> **The data**

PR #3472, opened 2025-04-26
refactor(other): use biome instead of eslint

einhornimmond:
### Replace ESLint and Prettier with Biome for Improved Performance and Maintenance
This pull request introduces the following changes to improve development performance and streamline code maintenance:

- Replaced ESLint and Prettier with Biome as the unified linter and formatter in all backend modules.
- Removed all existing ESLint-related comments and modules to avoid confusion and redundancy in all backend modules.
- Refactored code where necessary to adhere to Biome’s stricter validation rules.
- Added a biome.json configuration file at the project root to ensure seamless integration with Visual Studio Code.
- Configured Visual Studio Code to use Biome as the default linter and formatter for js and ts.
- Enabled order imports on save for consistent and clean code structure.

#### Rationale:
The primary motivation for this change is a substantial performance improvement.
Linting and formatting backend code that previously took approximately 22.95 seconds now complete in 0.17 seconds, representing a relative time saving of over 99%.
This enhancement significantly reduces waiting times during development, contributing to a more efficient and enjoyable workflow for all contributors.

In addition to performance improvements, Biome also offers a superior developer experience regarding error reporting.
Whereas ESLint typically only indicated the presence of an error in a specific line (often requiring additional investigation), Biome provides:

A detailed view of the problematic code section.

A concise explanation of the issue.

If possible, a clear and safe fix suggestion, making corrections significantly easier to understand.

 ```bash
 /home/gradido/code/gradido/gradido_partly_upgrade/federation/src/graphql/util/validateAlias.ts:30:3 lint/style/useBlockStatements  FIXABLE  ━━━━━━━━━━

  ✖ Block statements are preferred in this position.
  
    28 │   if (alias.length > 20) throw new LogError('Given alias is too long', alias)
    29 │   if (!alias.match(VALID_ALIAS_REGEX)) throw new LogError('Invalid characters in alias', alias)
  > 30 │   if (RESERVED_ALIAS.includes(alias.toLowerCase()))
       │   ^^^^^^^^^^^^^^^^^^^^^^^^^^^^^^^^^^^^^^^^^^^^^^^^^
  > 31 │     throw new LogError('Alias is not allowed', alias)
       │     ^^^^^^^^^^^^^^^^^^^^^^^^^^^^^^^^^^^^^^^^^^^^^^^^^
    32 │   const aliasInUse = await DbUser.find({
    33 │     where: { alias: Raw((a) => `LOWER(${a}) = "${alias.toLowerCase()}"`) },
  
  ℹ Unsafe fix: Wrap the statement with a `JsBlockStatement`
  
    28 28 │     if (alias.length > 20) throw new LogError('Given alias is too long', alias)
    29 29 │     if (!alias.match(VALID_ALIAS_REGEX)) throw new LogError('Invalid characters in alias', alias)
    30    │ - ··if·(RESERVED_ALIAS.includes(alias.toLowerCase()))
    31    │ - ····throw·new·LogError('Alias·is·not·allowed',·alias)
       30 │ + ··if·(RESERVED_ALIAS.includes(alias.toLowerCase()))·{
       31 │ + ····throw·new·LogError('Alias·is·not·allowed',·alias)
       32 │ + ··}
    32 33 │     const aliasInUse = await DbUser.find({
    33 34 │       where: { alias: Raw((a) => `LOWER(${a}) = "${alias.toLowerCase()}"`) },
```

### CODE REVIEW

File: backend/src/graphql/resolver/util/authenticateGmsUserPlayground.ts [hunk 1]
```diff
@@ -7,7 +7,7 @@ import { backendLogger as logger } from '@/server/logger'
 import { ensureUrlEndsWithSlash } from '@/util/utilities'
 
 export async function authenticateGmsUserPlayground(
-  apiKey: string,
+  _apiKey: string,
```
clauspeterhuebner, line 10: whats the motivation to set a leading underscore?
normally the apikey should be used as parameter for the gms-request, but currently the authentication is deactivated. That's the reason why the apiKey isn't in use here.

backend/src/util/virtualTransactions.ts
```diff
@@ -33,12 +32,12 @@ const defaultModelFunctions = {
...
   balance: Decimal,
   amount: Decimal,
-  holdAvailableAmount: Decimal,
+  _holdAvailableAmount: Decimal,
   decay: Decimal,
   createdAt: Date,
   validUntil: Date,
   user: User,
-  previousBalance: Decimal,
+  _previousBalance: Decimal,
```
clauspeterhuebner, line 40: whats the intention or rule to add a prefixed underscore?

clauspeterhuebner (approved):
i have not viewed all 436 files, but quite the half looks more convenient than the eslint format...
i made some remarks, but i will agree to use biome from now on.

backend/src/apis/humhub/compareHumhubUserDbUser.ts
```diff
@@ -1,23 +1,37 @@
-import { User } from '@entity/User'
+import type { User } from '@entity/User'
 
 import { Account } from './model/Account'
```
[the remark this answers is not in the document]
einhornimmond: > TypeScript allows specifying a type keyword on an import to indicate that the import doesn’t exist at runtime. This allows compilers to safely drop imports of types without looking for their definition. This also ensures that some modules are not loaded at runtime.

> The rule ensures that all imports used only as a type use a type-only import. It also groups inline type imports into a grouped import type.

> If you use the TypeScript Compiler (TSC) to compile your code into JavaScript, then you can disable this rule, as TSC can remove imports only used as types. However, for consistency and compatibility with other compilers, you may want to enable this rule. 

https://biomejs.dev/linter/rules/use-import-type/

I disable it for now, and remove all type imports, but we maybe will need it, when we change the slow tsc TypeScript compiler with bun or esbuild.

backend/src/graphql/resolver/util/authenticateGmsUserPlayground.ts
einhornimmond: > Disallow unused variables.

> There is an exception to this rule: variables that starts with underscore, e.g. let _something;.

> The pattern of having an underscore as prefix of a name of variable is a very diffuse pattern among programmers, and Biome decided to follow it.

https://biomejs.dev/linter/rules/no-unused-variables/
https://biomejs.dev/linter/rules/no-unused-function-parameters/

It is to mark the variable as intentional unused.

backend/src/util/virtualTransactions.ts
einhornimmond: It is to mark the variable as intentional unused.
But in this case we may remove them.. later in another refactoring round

---

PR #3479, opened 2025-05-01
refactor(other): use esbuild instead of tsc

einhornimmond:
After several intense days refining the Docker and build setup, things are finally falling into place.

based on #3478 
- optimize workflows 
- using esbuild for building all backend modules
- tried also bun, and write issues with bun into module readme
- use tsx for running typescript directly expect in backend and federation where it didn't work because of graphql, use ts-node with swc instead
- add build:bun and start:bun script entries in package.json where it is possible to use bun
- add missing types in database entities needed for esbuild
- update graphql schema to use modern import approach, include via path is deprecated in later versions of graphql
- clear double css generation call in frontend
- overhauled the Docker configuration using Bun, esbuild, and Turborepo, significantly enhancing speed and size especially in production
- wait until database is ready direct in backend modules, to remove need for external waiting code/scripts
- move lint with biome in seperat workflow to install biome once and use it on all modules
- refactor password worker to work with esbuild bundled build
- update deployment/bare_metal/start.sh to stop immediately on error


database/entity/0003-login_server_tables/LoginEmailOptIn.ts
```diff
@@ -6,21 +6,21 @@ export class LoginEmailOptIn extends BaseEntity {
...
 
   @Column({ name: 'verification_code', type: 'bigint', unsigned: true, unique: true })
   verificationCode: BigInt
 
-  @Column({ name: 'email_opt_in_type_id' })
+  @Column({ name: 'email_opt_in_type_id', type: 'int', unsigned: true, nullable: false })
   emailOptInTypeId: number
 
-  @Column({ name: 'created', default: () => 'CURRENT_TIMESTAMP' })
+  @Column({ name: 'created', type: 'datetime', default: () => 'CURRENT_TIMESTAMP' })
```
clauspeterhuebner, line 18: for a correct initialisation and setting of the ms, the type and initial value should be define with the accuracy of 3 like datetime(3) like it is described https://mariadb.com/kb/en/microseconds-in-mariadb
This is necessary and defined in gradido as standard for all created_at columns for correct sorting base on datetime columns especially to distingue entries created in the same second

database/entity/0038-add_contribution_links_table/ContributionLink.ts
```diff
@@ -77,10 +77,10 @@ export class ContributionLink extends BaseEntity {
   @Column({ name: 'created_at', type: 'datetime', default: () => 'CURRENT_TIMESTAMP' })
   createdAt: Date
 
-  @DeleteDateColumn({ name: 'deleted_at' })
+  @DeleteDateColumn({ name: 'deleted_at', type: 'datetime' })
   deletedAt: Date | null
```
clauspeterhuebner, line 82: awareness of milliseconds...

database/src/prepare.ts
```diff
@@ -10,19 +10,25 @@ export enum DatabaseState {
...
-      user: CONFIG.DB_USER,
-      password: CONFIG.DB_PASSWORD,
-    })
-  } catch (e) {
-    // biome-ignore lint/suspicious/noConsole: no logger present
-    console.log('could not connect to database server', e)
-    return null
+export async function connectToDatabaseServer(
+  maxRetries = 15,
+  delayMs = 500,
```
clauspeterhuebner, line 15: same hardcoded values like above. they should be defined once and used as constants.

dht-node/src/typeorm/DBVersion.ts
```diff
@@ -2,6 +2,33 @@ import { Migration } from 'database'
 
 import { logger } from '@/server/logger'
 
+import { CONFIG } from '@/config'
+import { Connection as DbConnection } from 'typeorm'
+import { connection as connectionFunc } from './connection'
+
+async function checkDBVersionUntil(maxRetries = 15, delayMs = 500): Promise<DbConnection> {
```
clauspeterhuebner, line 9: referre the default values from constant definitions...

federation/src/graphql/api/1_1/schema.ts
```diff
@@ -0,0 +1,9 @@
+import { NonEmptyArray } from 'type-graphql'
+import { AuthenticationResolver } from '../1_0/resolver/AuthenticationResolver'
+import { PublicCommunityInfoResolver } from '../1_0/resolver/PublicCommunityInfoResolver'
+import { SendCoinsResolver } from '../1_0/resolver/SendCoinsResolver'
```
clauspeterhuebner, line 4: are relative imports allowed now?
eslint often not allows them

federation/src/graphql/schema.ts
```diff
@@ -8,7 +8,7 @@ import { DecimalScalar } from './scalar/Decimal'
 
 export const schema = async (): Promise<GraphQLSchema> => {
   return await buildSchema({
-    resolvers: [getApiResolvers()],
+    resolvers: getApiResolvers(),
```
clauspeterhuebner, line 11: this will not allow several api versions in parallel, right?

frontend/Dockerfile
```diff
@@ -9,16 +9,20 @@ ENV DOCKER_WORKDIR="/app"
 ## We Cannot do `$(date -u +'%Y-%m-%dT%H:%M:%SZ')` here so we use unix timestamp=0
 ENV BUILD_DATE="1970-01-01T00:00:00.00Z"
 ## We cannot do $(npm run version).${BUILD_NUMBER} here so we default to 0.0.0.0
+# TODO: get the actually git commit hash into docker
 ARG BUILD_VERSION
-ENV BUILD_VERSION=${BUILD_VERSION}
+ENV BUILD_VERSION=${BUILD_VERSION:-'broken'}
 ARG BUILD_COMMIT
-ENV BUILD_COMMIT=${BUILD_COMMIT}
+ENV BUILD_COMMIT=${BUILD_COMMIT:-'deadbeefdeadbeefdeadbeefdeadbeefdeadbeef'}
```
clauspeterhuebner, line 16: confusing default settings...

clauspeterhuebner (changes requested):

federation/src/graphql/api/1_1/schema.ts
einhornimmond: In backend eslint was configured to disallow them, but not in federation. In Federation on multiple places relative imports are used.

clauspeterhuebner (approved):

> **Task directions**
Where a line above includes "authenticateGmsUserPlayground", copy that line.

> **Your response**
File: backend/src/graphql/resolver/util/authenticateGmsUserPlayground.ts [hunk 1]
 export async function authenticateGmsUserPlayground(
backend/src/graphql/resolver/util/authenticateGmsUserPlayground.ts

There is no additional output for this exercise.